Post-Baby Beauty: Pressure On New Mothers To instantly Ping Back?
Himself's sister and her two kids visited us for a few days over the Easter break. We had a brilliant time with them, but I have to admit that I was completely taken aback by how time- and mind-consuming a 4- and 7-year-old who aren't particularly demanding could be. Despite a more than healthy 3:2 adult:child ratio, I felt like I didn't have a minute to myself during their stay. My beauty regimen pretty much went out the window and one night I collapsed into bed with my make-up on for the first time this year.
I was a bit shell-shocked by the disruption to my routine, but it got me wondering how the hell new mothers in general (and first timers in particular) cope.

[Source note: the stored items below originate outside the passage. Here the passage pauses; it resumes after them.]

PR #1, opened 2021-11-17
Charmcraft init and added install functionality

MiaAltieri:
Did a charmcraft init and modified it to match structure of a machine charm
Removed actions.yaml & config.yaml since these are not implemented yet
Implemented on Install hook


jnsgruk (commented):
Looking good, thanks

src/charm.py
```diff
@@ -0,0 +1,74 @@
...
+    def _on_install(self, _):
+        """Install prerequisites for the application"""
+        # Install MongoDB
+        self.unit.status = MaintenanceStatus("installing mongodb")
+        # Get GPG key and add list file
+        gpg_url = "https://www.mongodb.org/static/pgp/server-5.0.asc"
+        repo = "https://repo.mongodb.org/apt/ubuntu"
+        archs = ["amd64", "arm64"]
+        lsb_release = "focal/mongodb-org/5.0"
+        software_archive = "multiverse"
```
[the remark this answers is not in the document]
MiaAltieri: I think if we do this then we will no longer need to parameterise the function and would no longer need to abstract the repo line ie.
```
            archs = "".join(["[ arch=", ",".join(archs), " ]"])
            line = " ".join(["deb", archs, repo, lsb_release, software_archive])
            repo = apt.DebianRepository.from_repo_line(line)
```
and would just be:
```
            line = " ".join(["deb [ arch=amd64,arm64 ]",repo," focal/mongodb-org/5.0 muliverse"])
            repo = apt.DebianRepository.from_repo_line(line)
```
and if we change this function to be called `_add_mongodb_org_repo` we might as well remove the constant and change it to:
```
            line = " ".join(["deb [ arch=amd64,arm64 ] https://repo.mongodb.org/apt/ubuntu focal/mongodb-org/5.0 muliverse"])
            repo = apt.DebianRepository.from_repo_line(line)
```
Should I go down that road or keep this function generalizable? I can't think of any other repos that would need to be added, so maybe making this function to be only for MongoDB would be a good idea. What do you think? 🙂

src/charm.py
```diff
@@ -0,0 +1,74 @@
...
+        self._get_packagage_external_repository(
+            gpg_url, repo, archs, lsb_release, software_archive
+        )
+        # install mongodb
+        self._install_apt_packages(["mongodb-org"])
+
+    def _get_packagage_external_repository(
```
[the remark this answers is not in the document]
MiaAltieri: see above comment 👆

marceloneppel (commented):
Great work, Mia! I've commented on just two changes that tox can alert you about the copyright notice. Other than that, LGTM.

src/charm.py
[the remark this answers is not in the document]
jnsgruk: Yeh, I'd just go with the simplest route for now and use `from_repo_line`

src/charm.py
```diff
@@ -0,0 +1,74 @@
+#!/usr/bin/env python3
+# Copyright 2021 Ubuntu
```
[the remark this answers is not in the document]
jnsgruk: In the same vain, can we make sure that the LICENSE header is present in all the files?

metadata.yaml
```diff
@@ -0,0 +1,15 @@
...
+name: mongodb
+display-name: MongoDB
+description: |
+  MongoDB is a general purpose distributed document database. This charm
+  deploys and operators MongoDB.
+summary: A MongoDB operator charm
+series:
+  - focal
+
+resources:
```
jnsgruk, line 15:
```suggestion
```

metadata.yaml
```diff
@@ -0,0 +1,15 @@
+# Copyright 2021 Canonical Ltd.
+# See LICENSE file for licensing details.
+
+# For a complete list of supported options, see:
+# https://discourse.charmhub.io/t/charm-metadata-v2/3674/15
+name: mongodb
+display-name: MongoDB
+description: |
+  MongoDB is a general purpose distributed document database. This charm
+  deploys and operators MongoDB.
```
jnsgruk, line 10:
```suggestion
  deploys and operates MongoDB.
```

metadata.yaml
```diff
@@ -0,0 +1,15 @@
+# Copyright 2021 Canonical Ltd.
+# See LICENSE file for licensing details.
+
+# For a complete list of supported options, see:
+# https://discourse.charmhub.io/t/charm-metadata-v2/3674/15
```
jnsgruk, line 5:
```suggestion
```

src/charm.py
```diff
@@ -0,0 +1,64 @@
+#!/usr/bin/env python3
+# Copyright 2021 Canonical Ltd.
+# See LICENSE file for licensing details.
+#
+# Learn more at: https://juju.is/docs/sdk
```
jnsgruk, line 5:
```suggestion
```

jnsgruk (commented):
Looking better already ;-) Couple of nits.

src/charm.py
```diff
@@ -0,0 +1,64 @@
...
+        """Install prerequisites for the application"""
+        self.unit.status = MaintenanceStatus("installing mongodb")
+        self._add_mongodb_org_repository()
+        self._install_apt_packages(["mongodb-org"])
+
+    def _add_mongodb_org_repository(self):
+        repositories = apt.RepositoryMapping()
+
+        # Get GPG key
+        key = urlopen("https://www.mongodb.org/static/pgp/server-5.0.asc").read().decode()
```
DnPlas, line 38: We may want some exception handling here

src/charm.py
```diff
@@ -0,0 +1,64 @@
...
+
+        # Add the repository if it doesn't already exist
+        if repo not in repositories:
```
DnPlas, line 41: I'm not sure about this condition, is `repo` declared somewhere else?

src/charm.py
```diff
@@ -0,0 +1,64 @@
...
+
+    def __init__(self, *args):
+        super().__init__(*args)
+        self.framework.observe(self.on.install, self._on_install)
+
+    def _on_install(self, _):
+        """Install prerequisites for the application"""
+        self.unit.status = MaintenanceStatus("installing mongodb")
+        self._add_mongodb_org_repository()
+        self._install_apt_packages(["mongodb-org"])
```
DnPlas, line 32: AFAIK, nothing sets `ActiveStatus` unless you do it explicitly. It could be in the event handler itself, otherwise the unit will remain in MaintenanceStatus.

src/charm.py
```diff
@@ -0,0 +1,64 @@
...
+            repo = apt.DebianRepository.from_repo_line(line)
+            # Import the repository's key
+            repo.import_key(key)
+            repositories.add(repo)
+
+    def _install_apt_packages(self, packages: list):
+        """Simple wrapper around 'apt-get install -y"""
+        try:
+            logger.debug("updating apt cache")
+            apt.update()
```
DnPlas, line 52: `apt.update()` could also raise an exception, we may want to catch that as well.

src/charm.py
DnPlas: I see you have `MONGO_GPG_URL`, maybe you can use it here or not have it declared at all, the linter will complain about that

src/charm.py
```diff
@@ -0,0 +1,64 @@
...
+
+    def _add_mongodb_org_repository(self):
+        repositories = apt.RepositoryMapping()
+
+        # Get GPG key
+        key = urlopen("https://www.mongodb.org/static/pgp/server-5.0.asc").read().decode()
+
+        # Add the repository if it doesn't already exist
+        if repo not in repositories:
+            line = "deb [ arch=amd64,arm64 ] https://repo.mongodb.org/apt/ubuntu focal/mongodb-org/5.0 muliverse"
```
DnPlas, line 42: You could use `MONGO_REPO` here, same case as my comment about `MONGO_GPG_URL`.

DnPlas (commented):
Thanks @MiaAltieri , just few comments.

src/charm.py
MiaAltieri: Hi! I looked at the code for `apt.update()` and it doesn't raise any exceptions in that function:

But  according to the documentation `check call` can raise the following exceptions: `TimeoutExpired`, `CalledProcessError`, and `SubprocessError` I'll catch these, unless you had something in mind :)

src/charm.py
MiaAltieri: 🤦‍♀️ thanks for catching this, fixed some comments and meant to check that the charm still built before EOD yesterday

src/charm.py
MiaAltieri: **Great Catch!** I'll put the charm in `WaitingStatus` since it isn't won't have started yet.

src/charm.py
MiaAltieri: I'll adopt your earlier sugggestion of deleting them

src/charm.py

The coverage that's afforded to the impossibly fast post-baby bounce-back of celebs like Beyoncé would suggest that adjusting to life with a new baba is no biggie, really, but then I suspect that B herself won't be scrubbing pureed mush off that £10,000 Swarovski-encrusted highchair.
There's a lot of talk about the pressure that column inches devoted to how amazing A-listers look just weeks after giving birth puts on Normal Women, but most of us, I think, recognise that access to a squadron of home help, personal trainers, dieticians, chefs, and elective C-tucks (all-in-one C-section and tummy tuck) gives celebrity moms something of an advantage over the great unpapped. Without a substantial Lotto win, their strategies and results are impossible to duplicate at home.
A friend once confided that Real Life Alpha Moms, those women who seem to sail unflustered through motherhood while demonstrating their incredible mom-bilities in skinny jeans and babyspit-free tops at the school gate or in the endless “candid” photos they share on social networking sites, are far more likely to give her sneaking feelings of inadequacy than celebs.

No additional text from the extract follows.